PR #1256, opened 2023-07-10
Remove orderBy from self tasks api

### LINKED ISSUE #1254: Fail tasks self api
Currently, self tasks API call uses orderBy to sort the query based on startedOn , but in some tasks data there is no field startedOn so orderBy is failing to get the tasks

image

vinit717:
Closes #1254

## Overview

Currently, self API of tasks is failing because there is no field of startedOn in some tasks so for the temporary solution it is been removed for a permanent solution the issue is mentioned below.

image

## Later work
- https://github.com/Real-Dev-Squad/website-backend/issues/1257

### DIFF
--- a/models/tasks.js
+++ b/models/tasks.js
@@ -356,7 +356,7 @@ const fetchSkillLevelTask = async (userId) => {
  */
 const fetchSelfTasks = async (username) => {
   return await fetchUserTasks(username, []);
-  // removed startedOn as now task is not have field startedOn
+Removed `startedOn` field since we are getting issues with some of the documents in the tasks collection as some of the documents dont have `startedOn` present. 
 };
 
 /**
--- a/models/tasks.js
+++ b/models/tasks.js
@@ -253,8 +253,7 @@ const fetchUserTasks = async (username, statuses = [], field, order) => {
           .where("participants", "array-contains", userId)
           .orderBy(field, order)
           .get();
-        featureTasksSnapshot = await tasksModel.where("assignee", "==", userId).get();
-        // removed orderBy(field, order) as now task is not have field startedOn
+        featureTasksSnapshot = await tasksModel.where("assignee", "==", userId).orderBy(field, order).get();
       } else {
         groupTasksSnapshot = await tasksModel.where("participants", "array-contains", userId).get();
         featureTasksSnapshot = await tasksModel.where("assignee", "==", userId).get();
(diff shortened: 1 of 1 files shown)


sahsisunny:
@vinit717 we have to also remove the indexes?

sahsisunny (dismissed):

isVivek99 (dismissed):

models/tasks.js
```diff
@@ -253,7 +253,8 @@ const fetchUserTasks = async (username, statuses = [], field, order) => {
           .where("participants", "array-contains", userId)
           .orderBy(field, order)
           .get();
-        featureTasksSnapshot = await tasksModel.where("assignee", "==", userId).orderBy(field, order).get();
+        featureTasksSnapshot = await tasksModel.where("assignee", "==", userId).get();
```
heyrandhir, line 256: rather than changing here I suggest we do it here https://github.com/Real-Dev-Squad/website-backend/blob/7e1fe072f031556f64b65320dbb53c4a769ba3da/models/tasks.js#L359. if we don't pass `field` it will go to the else loop

vinit717: done

models/tasks.js
```diff
@@ -355,7 +355,8 @@ const fetchSkillLevelTask = async (userId) => {
  * @returns {Promise<tasks>|Array}
  */
 const fetchSelfTasks = async (username) => {
-  return await fetchUserTasks(username, [], "startedOn", "desc");
+  return await fetchUserTasks(username, []);
+  // removed startedOn as now task is not have field startedOn
```
heyrandhir, line 359: Can you mention the Ticket No here in the comment as well. will be easy to track

heyrandhir (changes requested):

models/tasks.js
heyrandhir: https://github.com/Real-Dev-Squad/website-backend/issues/1257 & https://github.com/Real-Dev-Squad/website-backend/issues/1256

heyrandhir, line 359:
```suggestion
Removed `startedOn` field since we are getting issues with some of the documents in the tasks collection as some of the documents dont have `startedOn` present. 
```

heyrandhir (changes requested):

sahsisunny (dismissed):

models/tasks.js
vinit717: I had mentioned

heyrandhir (approved):

kotesh-arya (approved):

______________________________

◆ **Work order**: Look through the records above for the string "Real", then copy every line that has it.

◆ **Written solution**:
- https://github.com/Real-Dev-Squad/website-backend/issues/1257
heyrandhir, line 256: rather than changing here I suggest we do it here https://github.com/Real-Dev-Squad/website-backend/blob/7e1fe072f031556f64b65320dbb53c4a769ba3da/models/tasks.js#L359. if we don't pass `field` it will go to the else loop
heyrandhir: https://github.com/Real-Dev-Squad/website-backend/issues/1257 & https://github.com/Real-Dev-Squad/website-backend/issues/1256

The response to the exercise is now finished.